尿管異所性開口は出生前超音波検査で発見されることもあります。出生後は、尿失禁が主訴の場合、外陰部の視診を行います。尿の流出が会陰部か膣前庭部、もしくは膣口から出ていることが確認できることも多いです。超音波検査で腎の形態を確認し、片側性か両側性か、水腎や水尿管があるかどうかを確認します。排尿時膀胱尿道造影、CTやMRI、膀胱鏡、逆行性腎盂造影などを行い、異所性開口の部位がどこにあるか特定します。しかし、異所性開口部位の同定が困難な場合も少なくなく、インジゴカルミンの静注や膣造影検査を行うこともあります。

尿管異所性開口の治療

治療は、年齢や症状、異所性開口の部位や重複腎盂尿管や膀胱尿管逆流、尿管狭窄といった合併症の有無、腎機能がどのくらい残されているかで異なります。異所性開口がある側の腎臓の機能に問題がなく、膀胱尿管逆流や通過障害の症状がなければ無治療で経過観察することも可能とされます。しかし、一般には手術が必要になることが多いです。腎機能が残っていれば尿路の再建術を行い、腎機能が残っていなければ摘除術を行うのが基本です。
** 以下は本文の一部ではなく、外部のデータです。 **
PR #175, opened 2025-05-22
Update getFlextimeHandler Lambda to prevent access unless user has isSeveraOptIn keyword

balashova12:


AYZBTR (approved):

MuhammadKashif064 (approved):

raorizwan1092 (approved):

StudVladimir (approved):

src/services/severa-api-service.ts
```diff
@@ -224,7 +225,32 @@ export const CreateSeveraApiService = (): SeveraApiService => {
...
+          "Content-Type": "application/json"
+        }
+      });
+
+      if (!response.ok) {
+        throw new Error(`Failed to fetch Severa user: ${response.status} - ${response.statusText}`);
+      }
+
+      return response.json();
+    },
```
Jdallos: Is it not possible to actually use the keyword here so that we don't even receive data in the lambda unless they are opted in.

src/functions/severa/get-flextime-by-user/handler.ts
```diff
@@ -20,18 +24,48 @@ export const getFlextimeHandler: APIGatewayProxyHandler = async (event) => {
...
+    const isOptedIn = severaUser.keywords?.some(
+      (keyword) => keyword.value === "isSeveraOptIn"
+    );
+
+    if (!isOptedIn) {
+      return {
+        statusCode: 403,
+        body: JSON.stringify({ message: "User has not opted in to flextime tracking." }),
+      };
+    }
```
Jdallos: I'm pretty sure we can pass the keyword to the severa request to filter by keyword straight away. This is the best way so that we don't even get any user data (in the lambda) unless they have opted in.

This will need changes to the severa-api-service most likely

src/functions/severa/get-flextime-by-user/handler.ts
```diff
@@ -20,18 +24,48 @@ export const getFlextimeHandler: APIGatewayProxyHandler = async (event) => {
...
+
+    const keycloakEmail = event.requestContext?.authorizer?.claims?.email || "test-user@example.fi";
```
Jdallos: Does this actually work for you in staging? Did you try invoking this locally using the credentials you have when logged into the UI? Won't it still use your keycloak email, which will not match the staging testuser email in severa?

We need to think of some way of identifying if the UI is in staging and if so it should always use the test-user email. If not it should always use the authorizer email as you have done here.

My suggestion is that we should make sure severaTestUser email env is optional and if it is present it is used here and if it is not it uses the actual email.
Then in the pipelines I will add the test user email for staging lambdas and not for the production lambda. Does that sound reasonable?

src/services/severa-api-service.ts
Jdallos: Check the severa API docs, I'm quite sure this should be possible

Jdallos (changes requested):

src/services/severa-api-service.ts
```diff
@@ -224,7 +225,33 @@ export const CreateSeveraApiService = (): SeveraApiService => {
...
+    
+    /**
+   * Gets a specific user from Severa by their user ID.
+   *
+   * @param severaUserId - Severa user ID
+   * @returns Severa user object, including keywords
+   */
+    getUser: async (severaUserId: string) => {
+    const optInKeywordId = "8e7b363e-aa8c-34b1-478f-0a9633848fde";
```
Jdallos: This is the only bit I'm unsure about.
Hardcoding this optInKeywordId seems reasonable for now assuming the id does not change. I think it's the same id/ keyword used for users **however** when we switch from the severa DEMO client id to the "production severa client" I assume we will create a new keyword which will have it's own uuid, meaning this won't work.

So it's a bit of a pain but for flexibility I would make some getKeywordId method in the severa api service.
It should take the text of the keyword (for now we will only user severaOptIn, or whatever it is, but it's good to build in flexibility). The function should then use the users/userId/keywords endpoint from severa to list the keywords, match the provided string and return the valid id. This means it will work across environments.

Related to this we should investigate how is the keyword being created, is it being created as part of the opt in flow e.g. if severaOptIn does not exist, it is created. If not it should be. This could be a separate task/ branch  and could also be passed to/ worked on with another trainee if you want.

Let me know how you want to approach this and if anything needs clarifying

src/functions/severa/get-flextime-by-user/handler.ts
```diff
@@ -20,18 +24,38 @@ export const getFlextimeHandler: APIGatewayProxyHandler = async (event) => {
...
+    const severaUser = await api.getUser(severaUserId);
+    
+    if (!severaUser) {
+      return {
+        statusCode: 404,
+        body: JSON.stringify({ message: "Severa user not found." }),
+      };
+    }
+
+    const testUserEmail = process.env.SEVERA_TEST_USER_EMAIL;
```
Jdallos: Will this cause the app to crash in production if there is no SEVERA_TEST_USER_EMAIL.
We need to make sure this is an optional env so you should probably look into the the serverless framework docs to make sure we use this correctly

Jdallos (changes requested):

src/functions/severa/get-flextime-by-user/handler.ts
```diff
@@ -20,18 +22,40 @@ export const getFlextimeHandler: APIGatewayProxyHandler = async (event) => {
...
     }
 
-    const flexTimeBySeveraId = await api.getFlextimeBySeveraUserId(severaUserId);
+    try {
+      await api.getKeywordIdForUser(severaUserId, "isSeveraOptIn");
+    } catch {
+      return {
+        statusCode: 403,
+        body: JSON.stringify({ message: "User has not opted in." }),
+      };
```
Jdallos, line 30: Maybe its a bit confusing that we go to the catch here, to me it would be clearer if we checked the response, if it was empty (or false) then we would return the 403 and message.
But you have set the request to throw an Error if user is not found and it works fine. So keep this or change, up to you.

src/functions/severa/get-flextime-by-user/handler.ts
```diff
@@ -20,18 +22,40 @@ export const getFlextimeHandler: APIGatewayProxyHandler = async (event) => {
...
+    }
+
+    const severaUser = await api.getUser(severaUserId);
+
+    const testUserEmail = Config.get().testUser.email;
+    const keycloakEmail = testUserEmail || event.requestContext?.authorizer?.claims?.email;
```
Jdallos: What about in production where we don't want to use the testUser email.
I'm concerned it would crash if the env is missing- so we need to make sure it doesn't (test locally what happens).

Jdallos (approved):

src/functions/severa/get-flextime-by-user/handler.ts
```diff
@@ -1,14 +1,16 @@
...
 /**
- * Handler for getting flextime by user from Severa REST API.
- * 
- * @param event - API Gateway event containing the user Id.
+ * Lambda handler for getting flextime by severaUserId,
+ * but only if the user has opted in (has "isSeveraOptIn" keyword).
  */
 export const getFlextimeHandler: APIGatewayProxyHandler = async (event) => {
   const severaUserId = event.pathParameters?.severaUserId;
+  const eventDate = DateTime.now().toISODate();
```
Jdallos: If you look at the severa request method this is being passed to it is no longer being used, so remove it from the request types and then it can be removed from here.

Jdallos (approved):

Jdallos (commented):
Approved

術式は腎摘除(腎臓を取り除く)、腎尿管摘除(腎臓と尿管を摘除)、膀胱尿管新吻合・尿管尿管吻合・尿管腎盂吻合といった尿路再建術などさまざまです。

小児における異所性尿管の手術予後は非常に良好で、尿失禁の改善や尿路感染の減少が多くの症例でみられます。治療成績がやや劣る傾向があるのは、 膀胱出口閉塞を伴う場合、両側性の単一系の異所性尿管の場合では排尿機能障害や膀胱容量不足が問題となり、尿を我慢することが難しくなる場合があり、膀胱拡大術を施行することもあります。

尿管異所性開口になりやすい人・予防の方法

欧米の報告では、男女比は1:2~3程度と女児に多いとされ、女児が8~9倍とする報告もあります。胎児の時の発生異常のため、予防の方法はありません。出生前超音波検査で早期に発見される場合が増えています。

参考文献

  • 1)鯉川 弥須宏:異所開口. 臨床泌尿器科 67巻 4号 pp. 86-87. 2013
  • 2)森義則:小児異所開口尿管54例 の臨床的検討. 日泌尿会誌, 92巻, 3号, 2001年: 470~473
  • 3)Chowdhary SK, Lander A, Parashar K, Corkery JJ. Single-system ectopic ureter: a 15-year review. Pediatr Surg Int 2001; 17:638.